Colonel Hutchinson, Mahatma Gandhi, and Iqbal Nath Sarshar are the three saviors who come to save the untouchables from injustice, exploitation, and the stigma of untouchability. Although Bashir is a fascinating guy, he disagrees with Gandhi and Sharshar. Colonel Hutchinson is a diligent and determined missionary. He is driven to convert the untouchables to Christianity, but he is a disaster. His deep knowledge and understanding of Christian theology, theosophy, and theophany play no role in any miracle because he is unfamiliar with Indian culture and tradition. He is a wealthy guy who is fed up with his nagging wife. The characterization of the missionary is the weakest in the story, and it exposes the novelist’s personal dislike of Christian missionaries. It is a mockery of Christian missionaries who live a contradictory existence.

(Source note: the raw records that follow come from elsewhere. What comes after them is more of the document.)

PR #359, opened 2020-02-20
Most viewed sources widget

acrellin:
This PR adds a most viewed sources widget to the home page. The number of sources displayed, and the time range to include are customizable by the user and are persisted in the DB. The `/api/internal/source_views` endpoint and associated handlers are added (handlers for POST, for registering new source views, and GET, for fetching the list of top sources, are implemented). Front-end source views (fetching of non-cached source) and token `/api/sources/<id>` GET requests are added to the new `SourceViews` table, along with the username/token ID (and a bool indicating whether it was a token or a front-end user) and timestamp.

### DIFF
--- a/skyportal/handlers/api/internal/source_views.py
+++ b/skyportal/handlers/api/internal/source_views.py
@@ -8,20 +8,22 @@ from ....models import (
 )
 
 
+default_prefs = {
+    'maxNumSources': 10,
+    'sinceDaysAgo': 7
+}
+
+
 class SourceViewsHandler(BaseHandler):
     @auth_or_token
     def get(self):
-        prefs = (self.current_user.preferences if
-                 hasattr(self.current_user, 'preferences') and
-                 self.current_user.preferences is not None else {})
-        if 'topSources' in prefs and 'maxNumSources' in prefs['topSources']:
-            max_num_sources = int(prefs['topSources']['maxNumSources'])
-        else:
-            max_num_sources = 10
-        if 'topSources' in prefs and 'sinceDaysAgo' in prefs['topSources']:
-            since_days_ago = int(prefs['topSources']['sinceDaysAgo'])
-        else:
-            since_days_ago = 30
+        user_prefs = getattr(self.current_user, 'preferences', None) or {}
+        top_sources_prefs = user_prefs.get('topSources', {})
+        top_sources_prefs = {**default_prefs, **top_sources_prefs}
+
+        max_num_sources = int(top_sources_prefs['maxNumSources'])
+        since_days_ago = int(top_sources_prefs['sinceDaysAgo'])
+
         cutoff_day = datetime.datetime.now() - datetime.timedelta(days=since_days_ago)
         q = (DBSession.query(func.count(SourceView.source_id).label('views'),
                              SourceView.source_id).group_by(SourceView.source_id)
--- a/skyportal/handlers/api/internal/source_views.py
+++ b/skyportal/handlers/api/internal/source_views.py
@@ -1,0 +1,50 @@
+import datetime
+from sqlalchemy import func, desc
+from baselayer.app.access import permissions, auth_or_token
+from ...base import BaseHandler
+from ....models import (
+    DBSession, Source, SourceView, GroupSource
+)
+
+
+class SourceViewsHandler(BaseHandler):
+    @auth_or_token
+    def get(self):
+        prefs = (self.current_user.preferences if
+                 hasattr(self.current_user, 'preferences') and
+                 self.current_user.preferences else {})
+        if 'topSources' in prefs and 'maxNumSources' in prefs['topSources']:
+            max_num_sources = int(prefs['topSources']['maxNumSources'])
+        else:
+            max_num_sources = 10
+        if 'topSources' in prefs and 'sinceDaysAgo' in prefs['topSources']:
+            since_days_ago = int(prefs['topSources']['sinceDaysAgo'])
+        else:
+            since_days_ago = 30
+        cutoff_day = datetime.datetime.now() - datetime.timedelta(days=since_days_ago)
+        q = (DBSession.query(func.count(SourceView.source_id).label('views'),
+                             SourceView.source_id).group_by(SourceView.source_id)
+             .filter(SourceView.source_id.in_(DBSession.query(
+                 GroupSource.source_id).filter(GroupSource.group_id.in_(
+                     [g.id for g in self.current_user.groups]))))
+             .filter(SourceView.created_at >= cutoff_day)
+             .order_by(desc('views')).limit(max_num_sources))
+        return self.success(data={'sourceViews': q.all()})
+
+    @auth_or_token
+    def post(self, source_id):
+        # Ensure token/user has access to source
+        s = Source.get_if_owned_by(source_id, self.current_user)
+        # This endpoint will only be hit by front-end, so this will never be a token
+        register_source_view(source_id=source_id,
+                             username_or_token_id=self.current_user.username,
+                             is_token=False)
+        return self.success()
+
+
+def register_source_view(source_id, username_or_token_id, is_token):
+    sv = SourceView(source_id=source_id,
+                    username_or_token_id=username_or_token_id,
+                    is_token=is_token)
+    DBSession.add(sv)
+    DBSession.commit()
--- a/skyportal/handlers/api/internal/source_views.py
+++ b/skyportal/handlers/api/internal/source_views.py
@@ -1,6 +1,7 @@
 import datetime
 from sqlalchemy import func, desc
-from baselayer.app.access import permissions, auth_or_token
+import tornado.web
+from baselayer.app.access import auth_or_token
 from ...base import BaseHandler
 from ....models import (
     DBSession, Source, SourceView, GroupSource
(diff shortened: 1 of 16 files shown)


acrellin:
[ch465]

stefanv:
I think it is too expensive to calculate a sum on a views table *every time* you need to know how many times an object has been viewed. But, this is probably still the correct way to store data, since updating a counter is a blocking operation.

So, I would suggest:

- Making `SourceView` more generic; perhaps `Activity`.  Each activity has a type, ID, and description associated with it.  We can use such a table to store "x comment on y" type events too.

It you think it is too much to mix all events, then perhaps `View` or something similar, just to log object views of various kinds.

- We'll need a cron-job that aggregates view counts every, say, ten minutes.  This will be a service managed by supervisor, that will trigger every so-often to perform a task.  In this case, the task will be to sum the `View` table per object, and to store the result in a `ViewCount` table.

stefanv:
(You can even make the view counts accurate, by having the cron job remove view logs from the table; then, the view count = the result from the viewcount table + sum(views logged since) --- which should be very few items.)

acrellin:
@stefanv just on my laptop, the query takes ~40ms when there are 100,000 rows (all matching the query) in the `SourceView` table. If we run a regular cron job to delete view records more than a month old (then put a cap on the configurable look-back period at 30 days), even if the marshal is getting an average of 3,000 source views per day, that is still only a less than 40ms query. With the approach you're proposing, we lose the ability to configure the look-back period, because we're losing timestamps (currently the user can select the number of days to look back). This query is only made (asynchronously) when a user loads the homepage for the first time during a browser session. Thoughts?

stefanv:
@acrellin That's convincing, thanks for doing that experiment.

stefanv:
@acrellin What do you think about making the table a bit more generic than sources, i.e. having an activity table?

acrellin:
@stefanv hmm, maybe we can ask the group today whether we'd want to explicitly track other activity besides source views

skyportal/handlers/api/internal/source_views.py
```diff
@@ -0,0 +1,50 @@
+import datetime
+from sqlalchemy import func, desc
+from baselayer.app.access import permissions, auth_or_token
```
stefanv: Looks like some unused imports; I habitually run my files through flake8 to flag this sort of annoying little thing.

skyportal/handlers/api/internal/source_views.py
```diff
@@ -0,0 +1,50 @@
...
+    DBSession, Source, SourceView, GroupSource
+)
+
+
+class SourceViewsHandler(BaseHandler):
+    @auth_or_token
+    def get(self):
+        prefs = (self.current_user.preferences if
+                 hasattr(self.current_user, 'preferences') and
+                 self.current_user.preferences else {})
```
stefanv: Is this a check for None?  Should then be: "and self.current_user.preferences is not None.

But cleaner may be:

`getattr(self.current_user, 'preferences') or {}`

skyportal/handlers/api/internal/source_views.py
```diff
@@ -0,0 +1,50 @@
...
+        if 'topSources' in prefs and 'maxNumSources' in prefs['topSources']:
```
stefanv: I think we discussed the possibility of a defaults dictionary that gets updated. Thoughts?

skyportal/handlers/api/internal/source_views.py
```diff
@@ -0,0 +1,50 @@
...
+            max_num_sources = int(prefs['topSources']['maxNumSources'])
+        else:
+            max_num_sources = 10
+        if 'topSources' in prefs and 'sinceDaysAgo' in prefs['topSources']:
+            since_days_ago = int(prefs['topSources']['sinceDaysAgo'])
+        else:
+            since_days_ago = 30
+        cutoff_day = datetime.datetime.now() - datetime.timedelta(days=since_days_ago)
+        q = (DBSession.query(func.count(SourceView.source_id).label('views'),
```
stefanv: Just for my own education, what is the `label("views")` part?

skyportal/handlers/api/internal/source_views.py
```diff
@@ -0,0 +1,50 @@
...
+                             SourceView.source_id).group_by(SourceView.source_id)
+             .filter(SourceView.source_id.in_(DBSession.query(
+                 GroupSource.source_id).filter(GroupSource.group_id.in_(
+                     [g.id for g in self.current_user.groups]))))
+             .filter(SourceView.created_at >= cutoff_day)
+             .order_by(desc('views')).limit(max_num_sources))
+        return self.success(data={'sourceViews': q.all()})
+
+    @auth_or_token
```
stefanv: If this is never going to be a token, then the web app authentication decorator should be used instead.

skyportal/handlers/api/source.py
```diff
@@ -60,7 +62,13 @@ def get(self, source_id=None):
         simbad_class = self.get_query_argument('simbadClass', None)
         has_tns_name = self.get_query_argument('hasTNSname', None)
         total_matches = self.get_query_argument('totalMatches', None)
+        is_token_request = isinstance(self.current_user, Token)
         if source_id:
+            if is_token_request:
```
stefanv: So, we register both token and non-token views. Looks like we currently tally both in the view count, correct?

skyportal/handlers/api/internal/source_views.py
```diff
@@ -0,0 +1,50 @@
...
+    def post(self, source_id):
+        # Ensure token/user has access to source
+        s = Source.get_if_owned_by(source_id, self.current_user)
+        # This endpoint will only be hit by front-end, so this will never be a token
+        register_source_view(source_id=source_id,
```
stefanv: Why does post get a source view?

skyportal/handlers/api/internal/source_views.py
acrellin: Thanks

skyportal/handlers/api/internal/source_views.py
acrellin: Agreed, thanks

skyportal/handlers/api/internal/source_views.py
acrellin: That aggregate count value gets the label "views" here just so that we can refer to that below in `order_by`

acrellin: Just gives that value an alias so you can refer to it later

skyportal/handlers/api/source.py
acrellin: Yes, we tally both token and browser views. The token views are tallied here in the source post handler, but for the front-end, we explicitly hit `/api/internal/source_views` with a POST whenever a non-cached source page is loaded

skyportal/handlers/api/internal/source_views.py
acrellin: This is the post handler of the `SourceViewHandler`, which is what we hit to register a front-end view (we don't just tally ever front-end GET request, because that happens too often, e.g. when comments are added, the source is re-fetched. So we handle the logic of when to log a source view on the front-end, and from there we hit `/api/internal/source_views` with a POST, which is what this handles)

skyportal/handlers/api/internal/source_views.py
acrellin: `label("views")` -> `SELECT count(sourceviews.source_id) AS views`, then below there's `ORDER BY views DESC`

skyportal/handlers/api/internal/source_views.py
acrellin: Sure

skyportal/handlers/api/internal/source_views.py
acrellin: Can you explain what you're thinking here? Can we set up our JSONB column to be a default dict? I'm a bit unclear about what you mean

stefanv: I mean that, somewhere in the app, on frontend or backend, we should define the default values for the preferences.  And instead of having logic for each branch, just start off with the default values dictionary, and update it with whatever is set in the preferences.

skyportal/handlers/api/internal/source_views.py
stefanv: Nice, that's clever!

skyportal/handlers/api/internal/source_views.py
stefanv: Aha, thanks!

static/js/components/HomePage.jsx
```diff
@@ -16,6 +17,9 @@ const HomePage = () => {
       <div style={{ float: "left", paddingRight: "40px", paddingBottom: "40px" }}>
         <NewsFeed />
       </div>
+      <div style={{ float: "left", paddingRight: "40px", paddingBottom: "40px" }}>
```
stefanv: Styling should be defined in CSS whenever possible.

skyportal/handlers/api/internal/source_views.py
acrellin: How about adding a default value in the model definition?

static/js/components/HomePage.jsx
acrellin: Done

In comparison to the Christian missionary, Mahatma Gandhi’s character is more sublime and divine. It entails some mysticism and divinity. Gandhi appears as a savior for the untouchables, enlightening the uneducated untouchables with his radical and sage teachings on piety, honesty, patriotism, and enormous devotion to the cause of the untouchables and the clown-trodden. Sarshar, a devout Gandhian with a twist, supports contemporary machines such as the flush system.

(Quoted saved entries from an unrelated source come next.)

PR #375, opened 2020-03-04
Material ui search box & source table

jialin-wu-02:
1. Update the search filter and the source table using material-ui. 
2. Change the position of widgets to be at the top of the home page.


jialin-wu-02:
Forget to install lint... Will try to pass all the checks.

config.yaml
```diff
@@ -0,0 +1,33 @@
+app:
```
acrellin: This file shouldn't be committed to the repo

acrellin:
@jialin-wu-02 This fixes the test errors:  https://github.com/jialin-wu-02/skyportal/pull/95
cc @stefanv

acrellin:
@jialin-wu-02 green now :heavy_check_mark:

stefanv:
Try merge this with master branch, and enable dark mode from the profile page, to highlight some problems.

stefanv:
Note that, in Material UI, we should have to provide almost zero custom styles.

stefanv:
The component that still needs a bit of attention is `SearchBox.jsx`.

static/js/components/CustomInput.jsx
```diff
@@ -0,0 +1,51 @@
+import { TextField } from "@material-ui/core";
```
stefanv, line 1: We have standardized on the following input order (I'm surprised eslint doesn't warn about this!):

- React imports
- Material + all other library imports
- Own imports, such as from baselayer, and styles.

static/js/components/CustomInput.jsx
```diff
@@ -0,0 +1,51 @@
...
+
+import React from "react";
+import PropTypes from "prop-types";
+import styles from "./Input.css";
+
+const CustomInput = ({
```
stefanv, line 7: This whole component is probably unnecessary, given that we are going to restyle anyway.

static/js/components/SearchBox.jsx
```diff
@@ -1,9 +1,20 @@
...
 
-import * as Actions from '../ducks/sources';
+import {
+  Paper,
+  Button,
+  ButtonGroup,
+  Checkbox,
+  FormControlLabel,
+  TextField,
+} from "@material-ui/core";
```
stefanv, line 12: We should use the explicit Material UI imports, as described in their documentation and used elsewhere in SkyPortal, to keep the JS bundle size down.

static/js/components/SearchBox.jsx
```diff
@@ -1,9 +1,20 @@
...
+import { makeStyles } from "@material-ui/core/styles";
 
+import * as Actions from "../ducks/sources";
+
+import styles from "./SearchBox.css";
```
stefanv, line 17: can we get rid of these?

jialin-wu-02: I think I can get rid of the styles, but I am not sure about the Actions, since we need them to handle fetching sources.

acrellin: I think he just means the styles

stefanv:
Good work, @jialin-wu-02 !

stefanv:
🚀! Well done.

He proposes the appliance as a solution to the untouchability problem. Sarshar is really worried about the advancement of untouchables. Bashir’s viewpoints are highly Westernized. With his indigenous spinning wheel, he mocks Mahatma. He is unfamiliar with Gandhian philosophy. In many ways, Iqbal Nath is superior to Bashir. Iqbal is anchored in Indian soil and considers Gandhi as “the most liberating force of our period. He has flaws, but he is fundamentally sound.” R.N. Bashir depicts the westernized Indians who laud and eulogize the English. His portrayal is a parody of the British’s Indian sycophants.